(Excerpted records begins)

PR #384, opened 2019-03-12
Support empty list of diffs in `DiffView`

willdurand:
Supports #111 
~~⚠️ depends on #375~~

---

The API returns an empty list of differences sometimes. We should support this case in `DiffView`. This patch has been extracted from #374. There is an empty header for now so that it is similar to when there are differences. In the future, we might want to add the filename (path) to this header, in both cases.

## Screenshot

Screen Shot 2019-03-12 at 11 17 44

In context:

Screen Shot 2019-03-12 at 11 27 43

### DIFF
--- a/src/components/DiffView/index.tsx
+++ b/src/components/DiffView/index.tsx
@@ -10,9 +10,10 @@ import {
   tokenize,
 } from 'react-diff-view';
 import { withRouter, RouteComponentProps } from 'react-router-dom';
+import makeClassName from 'classnames';
 
 import refractor from '../../refractor';
-import { getLanguageFromMimeType } from '../../utils';
+import { getLanguageFromMimeType, gettext } from '../../utils';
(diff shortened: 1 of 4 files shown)


src/components/DiffView/index.tsx
```diff
@@ -114,6 +115,15 @@ export class DiffViewBase extends React.Component<Props> {
 
     return (
       <div className={styles.DiffView}>
+        {diffs.length === 0 && (
+          <React.Fragment>
+            <div className={styles.header} />
+            <div className={makeClassName(styles.diff, styles.noDiffs)}>
+              {gettext('no differences')}
```
bobsilverberg: Nit: Should we capitalize the "N", as in "No differences"?

willdurand: Yes, thanks!

Issue #363, opened 2019-03-08
Port Compare page to the useEffect hook


kumar303:
The `Compare` page grew some gnarly load/update logic in https://github.com/mozilla/addons-code-manager/pull/342

This component can be ported to [useEffect](https://reactjs.org/docs/hooks-reference.html#useeffect) which will simplify the loading logic and let us delete a bunch of the tests.

willdurand:
This could be done together with #111.

willdurand:
I guess this is blocked by upstream for now because Enzyme (shallow) does not support Hooks: https://github.com/airbnb/enzyme/issues/2011.

kumar303:
If we only want `useEffect`, we might only need to wait on https://github.com/facebook/react/issues/15275

Issue #286, opened 2019-02-26
Link to a URL for viewing a single file (browse page)


kumar303:
### Describe the problem and steps to reproduce it:

- Go to a version such as http://localhost:3000/en-US/browse/502955/versions/1541798/
- Click on a file, such as `background.js` to review it
- Share the link with another reviewer

### What happened?

The URL does not point to the `background.js` file so you can't share a direct link

### What did you expect to happen?

The URL should point directly to `background.js` so you can share it.

This is a follow-up to https://github.com/mozilla/addons-code-manager/issues/108

willdurand:
> The URL should point directly to `manifest.json` so you can share it.

I don't think this is really relevant here because this is the default file, so sharing the default url should always load the default file. I'll update the issue description to reflect that.

willdurand:
I also changed the title of this issue to target the browse page only. I'll file a similar issue for the compare page.

AlexandraMoga:
Verified fixed on -dev with FF66, WIn10x64

When selecting a specific file in the file tree (by clicking on it or by keyboard navigation) the `path` to the file location is added to the URL => link to a specific file can be shared 

Examples:

1. https://code.addons-dev.allizom.org/en-US/browse/8542/versions/1655535/?path=content-script%2Fviews%2Fbasic-auth%2Fbasic-auth.html
2. https://code.addons-dev.allizom.org/en-US/browse/616653/versions/1655542/?path=options.js

![2019-04-16_13-36-07](https://user-images.githubusercontent.com/31961530/56203586-3ab27400-604e-11e9-94b8-d0cb11ecf71f.gif)

PR #385, opened 2019-03-12
Render diffs in Compare page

(Excerpted records ends)

#### Problem to work on
List all lines in the material containing the string "only".

#### Task result
If we only want `useEffect`, we might only need to wait on https://github.com/facebook/react/issues/15275
I also changed the title of this issue to target the browse page only. I'll file a similar issue for the compare page.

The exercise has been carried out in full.